-- The problem --
Write the entries below again, precisely as they appear.

====== Source data ======

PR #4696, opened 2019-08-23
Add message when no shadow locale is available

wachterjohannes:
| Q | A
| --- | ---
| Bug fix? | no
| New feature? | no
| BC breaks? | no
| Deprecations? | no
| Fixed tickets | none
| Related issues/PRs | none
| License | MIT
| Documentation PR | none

======

-- Result for this exercise --
PR #4696, opened 2019-08-23
Add message when no shadow locale is available

wachterjohannes:
| Q | A
| --- | ---
| Bug fix? | no
| New feature? | no
| BC breaks? | no
| Deprecations? | no
| Fixed tickets | none
| Related issues/PRs | none
| License | MIT
| Documentation PR | none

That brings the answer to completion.